[世界金融情勢]
(1)日米欧「物価目標」割れ続く(1/17) ***
日欧米で、物価が中央銀行の掲げる目安や目標を下回る状況が続きそうだ。各中銀の予測によると、実際の物価が望ましい上昇率に届くのは、11〜12年ごろの見通しだ。金融危機後の需要減退を背景にした物価の下押し圧力が根強いためだ。物価動向からは、緩和的な金融環境は長期化する可能性がある。
日銀は、2%以下のプラスの領域を物価安定の目安としている。欧州中央銀行(ECB)は、2%未満でその近辺を物価安定の定義にしている。イングランド銀行は、インフレ目標を2%に置いている。
先進各国では、危機によりモノやサービスの需要が減退し、物価が上がりにくくなっている。本格的な金融引き締めには、時間がかかる可能性が高い。
日本は、米欧と異なりデフレに直面しているので深刻だ。日銀は、昨年12月「物価のマイナスは許容しない」と克服姿勢を明確にしたが、昨年10月の予想では、11年度まで3年連続の物価下落が続く。景気しだいでは、金融政策の緩和圧力がかかりやすい状況は続きそうだ。
もっとも、中銀の間でも「物価だけをみて金融政策を運営する」考えは薄れてきたとの指摘もある。03〜04年に物価安定化で利上げが遅れ、バブルを引き起こした反省があるためだ。
米国などは、資産価格や金融機関のリスクを見極め、物価が目安を下回る段階でも、予防的な利上げに踏み切る可能性もある。
[中国経済]
(1)中国、09年8.7%成長、目標達成(1/22) ***
中国経済の回復が鮮明になっている。09年10〜12月期の国内総生産(GDP)成長率は、実質で前年同期比10.7%と6四半期ぶりに2ケタ台に乗せ、09年通年では8.7%成長となった。雇用と社会安定の維持に必要とされる8%成長の実現に向け、積極財政と金融緩和という2つのエンジンをふかした結果だ。中国は今年も成長優先の政策運営を続ける構えだ。しかし、こうした姿勢が国内外にひずみも生み始めている。
景気を回復軌道に乗せたのは、政策効果だ。08年11月、中国政府は、世界的な金融危機に対応して総投資額4兆元(約53兆円)の景気刺激策を打ち出した。金融政策も緩和策へと転換した。
09年前半まで、中国政府が盛んに唱えたスローガンが「保八(8%成長を守れ)」だ。中国では、毎年2000万人以上が新たな職を求める。党・政府は、これだけの雇用を作り出すには8%成長が欠かせないと見る。成長率が1%下がれば、100万人の失業者が生まれるとの試算もある。これは、政権基盤の不安定につながる。8%成長は、社会安定のために譲れない一線だ。

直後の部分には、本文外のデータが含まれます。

PR #520, opened 2015-12-30
Change `go` binary file lookup for generate & test tools

mguzelevich:
`filepath.Join(runtime.GOROOT(), "bin", "go")` is not always find the correct location of a `go` binary file

ex.:
- nix os

```
runtime.GOROOT=/nix/store/c4vlrc0bfl5nv85ph9p0hhz2a5h59lkm-go-1.5.1/share/go

% whereis go
go: /nix/store/ys47s890vyrf1vghzhf3vsnnl8k1m6gg-system-path/bin/go

% ls -lah /nix/store/ys47s890vyrf1vghzhf3vsnnl8k1m6gg-system-path/bin/go
/nix/store/ys47s890vyrf1vghzhf3vsnnl8k1m6gg-system-path/bin/go -> /nix/store/c4vlrc0bfl5nv85ph9p0hhz2a5h59lkm-go-1.5.1/bin/go
```
`/nix/store/c4vlrc0bfl5nv85ph9p0hhz2a5h59lkm-go-1.5.1/share/go/bin/go` - is not correct location

### DIFF
--- a/cmd/gb/gb_test.go
+++ b/cmd/gb/gb_test.go
@@ -65,7 +65,14 @@ func TestMain(m *testing.M) {
 			os.Exit(2)
 		}
 		testgb = filepath.Join(dir, testgb)
-		out, err := exec.Command(filepath.Join(runtime.GOROOT(), "bin", "go"), "build", "-o", testgb).CombinedOutput()
+
+		goBinary, err := lookupGo()
+		if err != nil {
+			fmt.Fprintf(os.Stderr, err)
+			os.Exit(1)
+		}
+
+		out, err := exec.Command(goBinary, "build", "-o", testgb).CombinedOutput()
 		if err != nil {
 			fmt.Fprintf(os.Stderr, "building testgb failed: %v\n%s", err, out)
 			os.Exit(2)
--- a/cmd/gb/generate.go
+++ b/cmd/gb/generate.go
@@ -5,7 +5,6 @@ import (
 	"os"
 	"os/exec"
 	"path/filepath"
-	"runtime"
 
 	"github.com/constabulary/gb"
 	"github.com/constabulary/gb/cmd"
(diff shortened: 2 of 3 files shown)


davecheney:
Not LGTM sorry. We cannot use the go.binary in the path as this may not be the same go binary that built this go test binary.

davecheney:
Please log an issue to discuss the problem with nix and we'll workshop a solution there.

mguzelevich:
ubuntu 15.04 docker image via AWS
```
FROM ubuntu:15.04
...
RUN apt-get update && apt-get install -y --no-install-recommends software-properties-common
RUN add-apt-repository ppa:evarlast/golang1.5
RUN apt-get update && apt-get install -y --no-install-recommends golang
...
ENV GOPATH $home/gopath
...
RUN go get github.com/constabulary/gb/...
...
```

same problem.
`gb generate` - failed with `FATAL: command "generate" failed: fork/exec /usr/lib/go/bin/go: no such file or directory`

```
# uname -a
Linux 12d6e321aac2 3.14.44-32.39.amzn1.x86_64 #1 SMP Thu Jun 11 20:33:38 UTC 2015 x86_64 x86_64 x86_64 GNU/Linux

# go env | grep GOROOT
GOROOT="/usr/lib/go"

# ls -la /usr/lib/go
total 16
drwxr-xr-x  4 root root 4096 Dec 28 16:35 .
drwxr-xr-x 35 root root 4096 Dec 28 16:37 ..
lrwxrwxrwx  1 root root   31 Aug 21 18:16 doc -> ../../share/doc/golang-doc/html
lrwxrwxrwx  1 root root   38 Aug 21 18:16 favicon.ico -> ../../share/doc/golang-doc/favicon.ico
drwxr-xr-x  2 root root 4096 Dec 28 16:35 lib
drwxr-xr-x  6 root root 4096 Aug 21 18:07 pkg
lrwxrwxrwx  1 root root   18 Aug 21 18:16 src -> ../../share/go/src
```

mguzelevich:
`gb doc` - failed with `FATAL: command "generate" failed: fork/exec /usr/lib/go/bin/godoc: no such file or directory`

davecheney:
Thanks for the report. I think this is fixable, it looks like Ubuntu move
the go tool relative to GOROOT,  think if we try GOROOT, GOROOT/.. And
GOROOT/../.. That should work.

davecheney:
Go gb generate I think it would be easier to just execute "go" and let the
normal path lookup do its magic

davecheney:
For the cmd/gb test it is important to call the save version of Go that
built the test binary. If that cannot be derived from GOROOT, we'll have to
skip the whole test.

広がる一方の貧富の格差を縮める上でも、成長路線をやめるわけにはいかない。都市と農村の収入格差は、3倍以上に広がっており09年も拡大が続いた。現在、中国の貧困層は、1億5千万人に上る。胡主席は、成長を通じた貧困の撲滅で自己の正当性を守ろうとしている。
少々無理をしてでも成長率を押し上げる。そんな政策運営の副作用も顕在化しつつある。人民元相場の上昇抑制、温暖化ガス削減義務の拒否、天然資源の大量買付けなど、成長を優先するあまり、国際社会と摩擦を起こす場面が増えている。
国内でも、金融緩和や元売り・ドル買い介入であふれ出たマネーは、資産バブルやインフレの芽を育てている。安定成長のためには、中国人民銀行(中央銀行)は、18日預金準備率を引き上げ、銀行の過剰融資を抑える構えを示した。
しかし、本格的な金融引き締めに転じれば、成長の勢いをそぎかねないジレンマを抱える。成長持続へ政策運営は正念場を迎える。